-- YOUR INSTRUCTIONS --
Each of the records below must be reproduced exactly.

-- INPUT DATA --
Issue #641, opened 2019-10-30
Handle rio export


cbron:
Stack export should fetch objects, like namespace export does.:  https://github.com/rancher/rio/blob/ac038a30ec1c2c6a8e373b2b495d4815c88e1773/cli/cmd/export/export.go#L49-L51
Will likely need to update the riofile integration test. 
 
Also need a solution for edit: https://github.com/rancher/rio/blob/master/cli/cmd/edit/stack/stack.go

Finally, fix riofile export tests

davidnuzik:
Possibly impacts other areas that may utilize template field.

cbron:
If edit is non-trivial to update (ie we can't just reuse the export logic and call `up` again) bring up idea to wider group about removing stack edit and having people use the manual `export -> edit -> up` flow.

cbron:
Ready to test in v0.6.0-alpha.5, ping me for questions

izaac:
I've been trying to do a `rio up` with the default demo but also on @daxmc99's Riofile with k8s manifest but I'm not able to get the stack created somehow in alpha.5 @StrongMonkey :

I've tried testing this using the default Kubeconfig retrieved from a k3s cluster (copied from its master node) and a GKE cluster (using gcloud) without any RBAC users configuration.

`rio up --name teststack --branch track_gvk  https://github.com/daxmc99/rio-demo`

`rio logs <taskrun>` shows:

```
default-teststack-stack-629c5-dfbd1-pod-f00d95 step-rio-up time="2019-11-12T04:00:40Z" level=fatal msg="failed to create default/frontend apps/v1, Kind=Deployment for  default/teststack: deployments.apps is forbidden: User \"system:serviceaccount:default:default-teststack-stack-629c5-dfbd1-stack\" cannot create resource \"deployments\" in API group \"apps\" in the namespace \"default\", failed to create default/redis-master apps/v1, Kind=Deployment for  default/teststack: deployments.apps is forbidden: User \"system:serviceaccount:default:default-teststack-stack-629c5-dfbd1-stack\" cannot create resource \"deployments\" in API group \"apps\" in the namespace \"default\", failed to create default/redis-slave apps/v1, Kind=Deployment for  default/teststack: deployments.apps is forbidden: User \"system:serviceaccount:default:default-teststack-stack-629c5-dfbd1-stack\" cannot create resource \"deployments\" in API group \"apps\" in the namespace \"default\""
```

This other using `--permissions` flags too but it failed the RBAC role:

[...]

PR #722, opened 2019-11-08
Enable export of stack by gvk

cbron:
Issue: https://github.com/rancher/rio/issues/641

### DIFF
--- a/cli/cmd/export/export.go
+++ b/cli/cmd/export/export.go
@@ -10,10 +10,12 @@ import (
 	riov1 "github.com/rancher/rio/pkg/apis/rio.cattle.io/v1"
 	"github.com/rancher/rio/pkg/riofile"
 	"github.com/rancher/wrangler/pkg/gvk"
+	name "github.com/rancher/wrangler/pkg/name"
 	corev1 "k8s.io/api/core/v1"
 	metav1 "k8s.io/apimachinery/pkg/apis/meta/v1"
 	"k8s.io/apimachinery/pkg/runtime"
-	"sigs.k8s.io/yaml"
+	"k8s.io/apimachinery/pkg/runtime/schema"
+	"k8s.io/client-go/dynamic"
 )
 
 type Export struct {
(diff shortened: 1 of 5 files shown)


cli/cmd/export/export.go
```diff
@@ -82,6 +93,60 @@ func (e *Export) Run(ctx *clicontext.CLIContext) error {
...
+					return nil, err
+				}
+				objects = append(objects, es)
+			} else if item.GetKind() == "Router" {
+				r := &riov1.Router{}
+				if err := json.Unmarshal(data, r); err != nil {
+					return nil, err
+				}
+				objects = append(objects, r)
+			}
```
StrongMonkey: @cbron Do you export any object that is not Rio types? like any k8s manifest you can define in Riofile.

cli/cmd/export/export.go
```diff
@@ -82,6 +93,60 @@ func (e *Export) Run(ctx *clicontext.CLIContext) error {
...
+	var objects []runtime.Object
+	client, err := dynamic.NewForConfig(ctx.Config.RestConfig)
+	if err != nil {
+		return nil, err
+	}
+	for _, gvk := range stack.Spec.AdditionalGroupVersionKinds {
+		gvr := schema.GroupVersionResource{
+			Group:    gvk.Group,
+			Version:  gvk.Version,
+			Resource: strings.ToLower(name.GuessPluralName(gvk.Kind)),
```
daxmc99: Do we need to fix this where we ingest gvks to ensure they have the plural name?

cli/cmd/export/export.go
```diff
@@ -82,6 +93,60 @@ func (e *Export) Run(ctx *clicontext.CLIContext) error {
...
+		}
+		resourceClient := client.Resource(gvr)
+		ul, err := resourceClient.List(metav1.ListOptions{
```
daxmc99: You should be able to list only resources in the current namespace since we scope stacks to namespaces

cli/cmd/export/export.go
cbron: fixed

-- EXPECTED ANSWER --
Issue #641, opened 2019-10-30
Handle rio export


cbron:
Stack export should fetch objects, like namespace export does.:  https://github.com/rancher/rio/blob/ac038a30ec1c2c6a8e373b2b495d4815c88e1773/cli/cmd/export/export.go#L49-L51
Will likely need to update the riofile integration test. 
 
Also need a solution for edit: https://github.com/rancher/rio/blob/master/cli/cmd/edit/stack/stack.go

Finally, fix riofile export tests

davidnuzik:
Possibly impacts other areas that may utilize template field.

cbron:
If edit is non-trivial to update (ie we can't just reuse the export logic and call `up` again) bring up idea to wider group about removing stack edit and having people use the manual `export -> edit -> up` flow.

cbron:
Ready to test in v0.6.0-alpha.5, ping me for questions

izaac:
I've been trying to do a `rio up` with the default demo but also on @daxmc99's Riofile with k8s manifest but I'm not able to get the stack created somehow in alpha.5 @StrongMonkey :

I've tried testing this using the default Kubeconfig retrieved from a k3s cluster (copied from its master node) and a GKE cluster (using gcloud) without any RBAC users configuration.

`rio up --name teststack --branch track_gvk  https://github.com/daxmc99/rio-demo`

`rio logs <taskrun>` shows:

```
default-teststack-stack-629c5-dfbd1-pod-f00d95 step-rio-up time="2019-11-12T04:00:40Z" level=fatal msg="failed to create default/frontend apps/v1, Kind=Deployment for  default/teststack: deployments.apps is forbidden: User \"system:serviceaccount:default:default-teststack-stack-629c5-dfbd1-stack\" cannot create resource \"deployments\" in API group \"apps\" in the namespace \"default\", failed to create default/redis-master apps/v1, Kind=Deployment for  default/teststack: deployments.apps is forbidden: User \"system:serviceaccount:default:default-teststack-stack-629c5-dfbd1-stack\" cannot create resource \"deployments\" in API group \"apps\" in the namespace \"default\", failed to create default/redis-slave apps/v1, Kind=Deployment for  default/teststack: deployments.apps is forbidden: User \"system:serviceaccount:default:default-teststack-stack-629c5-dfbd1-stack\" cannot create resource \"deployments\" in API group \"apps\" in the namespace \"default\""
```

This other using `--permissions` flags too but it failed the RBAC role:

[...]

PR #722, opened 2019-11-08
Enable export of stack by gvk

cbron:
Issue: https://github.com/rancher/rio/issues/641

### DIFF
--- a/cli/cmd/export/export.go
+++ b/cli/cmd/export/export.go
@@ -10,10 +10,12 @@ import (
 	riov1 "github.com/rancher/rio/pkg/apis/rio.cattle.io/v1"
 	"github.com/rancher/rio/pkg/riofile"
 	"github.com/rancher/wrangler/pkg/gvk"
+	name "github.com/rancher/wrangler/pkg/name"
 	corev1 "k8s.io/api/core/v1"
 	metav1 "k8s.io/apimachinery/pkg/apis/meta/v1"
 	"k8s.io/apimachinery/pkg/runtime"
-	"sigs.k8s.io/yaml"
+	"k8s.io/apimachinery/pkg/runtime/schema"
+	"k8s.io/client-go/dynamic"
 )
 
 type Export struct {
(diff shortened: 1 of 5 files shown)


cli/cmd/export/export.go
```diff
@@ -82,6 +93,60 @@ func (e *Export) Run(ctx *clicontext.CLIContext) error {
...
+					return nil, err
+				}
+				objects = append(objects, es)
+			} else if item.GetKind() == "Router" {
+				r := &riov1.Router{}
+				if err := json.Unmarshal(data, r); err != nil {
+					return nil, err
+				}
+				objects = append(objects, r)
+			}
```
StrongMonkey: @cbron Do you export any object that is not Rio types? like any k8s manifest you can define in Riofile.

cli/cmd/export/export.go
```diff
@@ -82,6 +93,60 @@ func (e *Export) Run(ctx *clicontext.CLIContext) error {
...
+	var objects []runtime.Object
+	client, err := dynamic.NewForConfig(ctx.Config.RestConfig)
+	if err != nil {
+		return nil, err
+	}
+	for _, gvk := range stack.Spec.AdditionalGroupVersionKinds {
+		gvr := schema.GroupVersionResource{
+			Group:    gvk.Group,
+			Version:  gvk.Version,
+			Resource: strings.ToLower(name.GuessPluralName(gvk.Kind)),
```
daxmc99: Do we need to fix this where we ingest gvks to ensure they have the plural name?

cli/cmd/export/export.go
```diff
@@ -82,6 +93,60 @@ func (e *Export) Run(ctx *clicontext.CLIContext) error {
...
+		}
+		resourceClient := client.Resource(gvr)
+		ul, err := resourceClient.List(metav1.ListOptions{
```
daxmc99: You should be able to list only resources in the current namespace since we scope stacks to namespaces

cli/cmd/export/export.go
cbron: fixed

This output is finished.